Jovial (8 Feb 2015)
"Newton SPECIFICALLY WROTE "2060" as the EARLIEST date the World would end."


Some have taken Newton's writings about Daniel 9, DRAWN THEIR OWN CONCLUSIONS, ADDED THAT IN, and claimed Newton predicted 2015 or 2016 as the year the world would end.  But they can't point to "2016" as a year he wrote in any of his writings.

I CAN point you to where he wrote "2060".  At http://recyclingtheweb.blogspot.com/2007/06/isaac-newton-supuesto-apocalipsis-del.html is an actual letter he wrote in which he said the following,

"...and the days of the short lived Beasts being put for the years of lived kingdoms, the pr*d of 1260 days, if dated from the complete conquest of these three kings A.C. 800 will end A.C. 2060.  It may be later, but I see no reason for its ending sooner."

"A.C." is an abbreviation for "After Christ", The English equivalent of the Latin A.D., Anno Domini, which means "The Year of our Lord".  We don't use it much in our day, but it was common in his.  I could not make out his handwriting where I put "pr*d".

The idea Newton promoted the year 2016 as the end would violate what he said when he said, "It may be later (than 2060), but I see no reason for its ending sooner."  He specifically said it would not be sooner than 2060.  The erroneous claim of  a 2016 prediction probably originated as a mishearing of the 2060 date.

He cited this date more than once. Click here for another of his writings, in which he cited the year "2060".  Yet another one is at http://blogs.wsj.com/numbers/isaac-newton-calculates-the-apocalypse-130/ .  He wrote this date several times in several places ... letters to friends, books/journals he kept in his own library, etc.  There's no shortage of examples.  The three links I have provided are not the sum total of his writings to this effect ; there are more.  They are just some of the examples of him saying this.

Does it matter what Newton thought?  Well lots of people are using his reputation as a brilliant scientist to bring credibility to whatever date he wrote, and attribute to him a different date than he picked.  Sorry, you can't do both.  But also, it only really matters what date he picked if you agree with his logic, which is kind of complicated.  It is probably more important to step through the logic of a date than talk about why a brilliant man picked that date.

Newton was a brilliant man who made many advances and discovered many things the world did not previously know.  But he was not right about everything.  One of his most famous errors was a disagreement he had with another French scientist/mathematician named Gottfried Leibnitz, in which they publically debated whether energy released by a falling object was mass*velocity (Newton's position) or mass*velocity squared (Leibnitz's position).  That is, E=mv or E=mv2.  A french woman named Emilie du Chatelet would later prove her country's scientist correct on this matter and thus Newton wrong.  But she still loved Newton and his math theories enough to translate his Principals of Mathematics into French for her countrymen.

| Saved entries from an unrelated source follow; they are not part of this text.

PR #1981, opened 2015-01-13
Add GR module

jheinen:
I'd like to make the GR module available to Julia users. I will provide further information on http://gr-framework.org as soon as the module is published.


IainNZ:
The Julia convention would be to capitalize it to GR.jl

jheinen:
I'll create a new GitHub repo 'GR' and make a new pull request with capitalized names

IainNZ:
You can rename a github repo, no need to create a new one.

jheinen:
I changed the module/repository names to 'GR'.

IainNZ:
It seems like the folder in METADATA (in this PR) is still in lower case

jheinen:
Folder name should be ok now.

IainNZ:
Looks good, thanks for your patience!

jheinen:
I think the problem was at my side. Thanks for YOUR patience :-)

jheinen:
How can I change the sha1 of GR/v0.1.0 to 18c05885c5cd31e698d6a2b33508c0e0b17c0451 ?
After renaming all this stuff, I forgot to update it.
Thanks in advance.

ViralBShah:
Sorry coming late here - but I feel that 2 letter names are very difficult to figure out the meaning of. I wish we can have a slightly more descriptive name. Perhaps just GRFramework here?

jheinen:
The idea was to keep the names as close as possible to the Python package (gr) or other GR bindings (C, Swift, Fortran, Pascal. If it's not acceptable, I could change the module name to GRFW.

ViralBShah:
Let's wait for others to chime in.

IainNZ:
I think its fine for wrappers to just be the same as their libraries - why would anyone *need* to figure out what GR.jl is without the ability to look at it in pkg.julialang.org or in Github or just googling it?

ViralBShah:
Yes, for upstream libraries, that would be ok.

Newton and Leibnitz also argued over who invented calculus, though after time it became clear that calculus was a deja vu, since it would later be found that Newton invented the base concepts of calculus, which he shared in small details privately with Leibnits, but Leibnitz improved on Newton's theories and published it.

And when Einstein later wrote E=mc2, he wasn't really coming up with something new, but just defining what happened when one reached the outer boundary of what he theorized was the speed limit of the universe - that nothing could travel faster than the speed of light.

And modern scientists consider all three of these men to have been wrong, incomplete.  Modern scientists believe the more correct equation is E2=m2c4+r2c2, where r = angular momentum.  E=mc2 would be a correct special case of the more general equation when angular momentum is zero.   Imagine that; one of the most famous equations in our modern culture is not completely correct!

That doesn't mean that there was anything really "wrong" with Newton's theory, it just wasn't complete and therefore not mathematically reliable.  Newton saw that the energy released was proportional to both mass and velocity, and to that end, he was right.  He simply had not done enough measurement and calculations to get the math complete. He was on the right track, he just never got all the way to the complete mathematical formula.

When the French came up with a more correct E=mv2, they got further along than Newton, but based it on falling objects with no angular momentum. At a later date, someone would add that into the equation.

Newton tended to be a bit quieter about his religious beliefs.  He was afraid if he released his religious beliefs before his death he might be persecuted as a heretic.  One reason was because he did not believe in the doctrine of the Trinity.  He did believe in the Father and the Son, but considered G-d to be more complicated that the concept of the Trinity explained it, and he used Daniel's mention of the Ancient of Days to suggest G-d is more complicated that the Trinitarian doctrine explains.  Since he was afraid being prosecuted for this belief, he avoided publishing a lot of his religious beliefs before his death.

Pioneer thinkers often propose new ideas that are incomplete, or partially incorrect.  What they propose may have more truth than error, but when you are proposing a new idea that no one thought of before, or thought of in the wrong way, it is not easy to get all the angles of that new idea worked out to completion and perfection.  Sometimes it takes men building on the work of those that went before to get everything right.